This is probably the most talked about subject concerning the sport of darts. I hope to cover most of the possibilities below. Now these rules only apply to steel-tip darts. Electronic darts are another issues since the machine determines what does and does not count.
Disclaimer: These are the rules that we play by here in the CCDA and are the rules that have been explained to me through the years. If you play by different rules, I would be interested in knowing what they are. Also, if I've left any other possiblity out, please let me know so that I can add it to the list.
First off, the simplest way to phrase it is for a dart to count, the point must be touching the surface area of the board in a scoring number. Note, I did not say the dart had to be imbedded into the board, that is not the case. If, for example, you throw your first two darts and they land close together in the single 20. You then throw your third dart and, after making contact with your first two darts, it comes to rest on top of them. As long as the point of that third dart is touching the scoring area, it counts.
You throw a dart and it sticks into a previously throw dart (either in the shaft or the flight), this DOES NOT count as a scoring dart but DOES count as a throw (you do not get to throw it over again).
Your dart lands in the single 19 pie, but, because of the way it entered the board, the point went behind the wire and is sticking into the double 19. This darts scores as a single 19 since that is the scoring area the dart entered the board in (now you know why boards have wires).
I've actually seen this happen on a number of occasions. This can happen when either the flight fell out on the way to the board or when the thrower didn't notice his dart didn't have a flight in it prior to throwing it. This dart does NOT score any points. The rule is the point has to be in contact with the board, not any part of the dart.
If it falls out right after it hits the board, it does not count. If it falls out while you are still throwing your turn, it does not count. The only possible exception is if it is your third dart and it falls out while you are scoring your turn (hopefully you will have a scorekeeper and the dart won't have to hang in the board as long). Now, on-the-other-hand, if both teams/players agree to score the dart, then it will count. It's really a judgement call and good sportsmanship should quickly resolve the issue.

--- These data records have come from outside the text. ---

PR #334, opened 2022-04-11
KTPS-1963-make-validation-configurable

JanMaartenvanDoorn:
- remove default settings from validation.validation
- added default settings to predictionjob dataclass
- renamed clean function


FrankKr (approved):
I like it a lot!:)

PR #387, opened 2020-05-18
kernelci.build.install_kernel: replace slashes with dashes

gctucker:
Replace all slashes "/" with dashes "-" in each element of the path
where the build binaries are being uploaded to.  This can be done
because the actual values of each field is store separately in the
meta-data, the important thing is to keep the upload paths unique.

Doing this in particular enables slashes in git branch names.


gctucker:
While I think this works from a meta-data point of view, and it seems fine to store it in the database, there's still an issue with parts of the frontend not using the resource path.  Looking into getting this fully fixed end-to-end on staging before merging it.

gctucker:
Replaced with #492

PR #388, opened 2020-05-20
test-configs.yaml: Use max CPU for arm64 qemu targets

broonie:
The arm64 emulation in qemu supports architectural features which are not
present in currently shipping CPUs that are emulated by qemu. Many of
these have support in software and it would be good to get coverage for
them so rather than emulating cortex-a57 (which has plenty of physical
implementations) instead specify the CPU as "max" when invoking qemu which
will make the CPU as featureful as possible.

This does mean that the exact feature set of the CPU being emulated will
vary depending on the target system, the qemu version and when the host
is arm64 based the host hardware will control what gets selected. We will
need to pay attention to this going forwards.

### DIFF
--- a/test-configs.yaml
+++ b/test-configs.yaml
@@ -1004,7 +1004,7 @@ device_types:
     boot_method: qemu
     context:
       arch: arm64
-      cpu: 'cortex-a57'
+      cpu: 'max'
       guestfs_interface: 'virtio'
       machine: 'virt,gic-version=2'
     filters:
@@ -1017,7 +1017,7 @@ device_types:
     boot_method: qemu
     context:
       arch: arm64
-      cpu: 'cortex-a57'
+      cpu: 'max'
       guestfs_interface: 'virtio'
       machine: 'virt,gic-version=3'
     filters:


gctucker:
I think it's becoming really important to dump any details about the QEMU version and features of the CPU model in the test log.

@broonie Is there an easy way to get this kind of information at runtime, say from `proc`?  We could even add a test case that checks for some values in there to flag when some QEMU jobs start running unexpected variants.

broonie:
I'm not aware of anything we can see from the running kernel, sorry - we could run qemu with -version before invoking it for real but that's a bit more annoying for using directly in tests. It would then be possible to parse it and put it in the database though. That said what's more interesting for this stuff is going to be the hardware features that get exposed - like I said in the commit log those are going to also vary if we're running on an arm64 host and can run natively.

gctucker:
Right - of course the best thing would be to have even finer granularity over the QEMU variants we're testing so we positively run tests with them rather than have loose definitions and try to discover what was actually running.

For example, we could have more entries in `test-configs.yaml` with more parameters to pass to QEMU, and do something about QEMU versions.  However I think that can easily become quite hard to manage.

Maybe we should also look at what can be done in LAVA to get some information about QEMU (version, features) before booting it and have LAVA create extra test entries or meta-data fields automatically.  That's also not ideal as some labs may be running different LAVA versions, or not LAVA at all...

One last thought, could there be attributes added to the kernel in say, debugfs to expose this kind of information if it's already available internally?  Maybe that would take a bit of investigation and could only be done for some things but not everything...

broonie:
It looks like we're actually grabbing the version for the logs already:

https://storage.kernelci.org/broonie-regulator/for-next/v5.7-rc6-22-g95a220eb04f4/arm64/defconfig/gcc-8/lab-collabora/baseline-qemu_arm64-virt-gicv3.html

has it near the top of the logs (but not parsed usefully). 

I'm not aware of anything that's put in the emulated system to enable it to get version information at present, a bit of a poke around a running system doesn't show anything either.

gctucker:
Right, I see this from your log:
https://storage.kernelci.org/broonie-regulator/for-next/v5.7-rc6-22-g95a220eb04f4/arm64/defconfig/gcc-8/lab-collabora/baseline-qemu_arm64-virt-gicv3.html#L6
```
qemu-system-arm, installed at version: 1:3.1+dfsg-8+deb10u5, host architecture: amd64
```
I'll take a look to see if this gets sent in the meta-data or in the results as it would be much better to have it first-hand rather than trying to parse it from the log.

Then if we can get this information reliably, there are several ways to deal with it as it's not really a test result but more of an attribute of the test environment just like we have rootfs image versions etc...

gctucker:
Waiting for the next round of test results from staging to check if this causes any bad side-effects.  If not, then it may not be worth the extra effort of tracking the version in practice or at least not initially.

gctucker:
Tested OK on staging, here's a sample baseline result:
https://staging.kernelci.org/test/plan/id/5eeb57479b089d0931c68d09/

with the corresponding log showing the `max` parameter being used:
https://storage.staging.kernelci.org/kernelci/staging.kernelci.org/staging-20200618.2/arm64/defconfig/gcc-8/lab-baylibre/baseline-qemu_arm64-virt-gicv3.html#L161

gctucker:
Also, here's a sample baseline-uefi result, in a different lab:
https://staging.kernelci.org/test/plan/id/5eeb578f6e4824fb07c68d1c/

https://storage.staging.kernelci.org/kernelci/staging.kernelci.org/staging-20200618.2/arm64/defconfig/gcc-8/lab-cip/baseline-uefi-qemu_arm64-virt-gicv3.html#L191

gctucker:
So I think it's fine to merge this now, there aren't any regressions as far as I can tell.  If an issue appears in production, we can always revert this change and probably work on separating QEMU versions at the configuration level.

PR #390, opened 2020-05-29
T21524 drop boot emails

gctucker:
Clean-up `kernel-arch-complete.sh` and replace all remaining boot email reports with baseline equivalents.  Also add `kernelci-results@groups.io` to the list of recipients for public results.


gctucker:
Tested OK on staging.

There is no such thing! If, for example, you have 8 points left and need to hit a double 4 to win the game and your first dart lands into the double 18, your turn is over. You CAN NOT throw your other two darts at the dart sticking into the double 18, hoping to knock it out. Your turn was officially over when you hit the double 18 and you should walk up to the board and remove your dart, not take practice throws at the double 4 with any remaining darts.
For this to happen, the dart either needs to split the wire or the wire splits the point of the dart. If it does happen, the scoring area worth the MOST points is the one that will be scored. Now this sounds like a good thing, right? It can be a bad thing if you're trying to hit a double one out and you split the double one/double twenty wire. This would be a bust (40 points would be scored). I have only broken one wire since I've been throwing and that was with my old set of 30 gram HammerHeads.
As long as you remember that the point has to be in contact with a scoring area of the board, you really can't go wrong in determining what does and does not count. Splitting wires/points is really the only exception and I've seen that done once since 1985.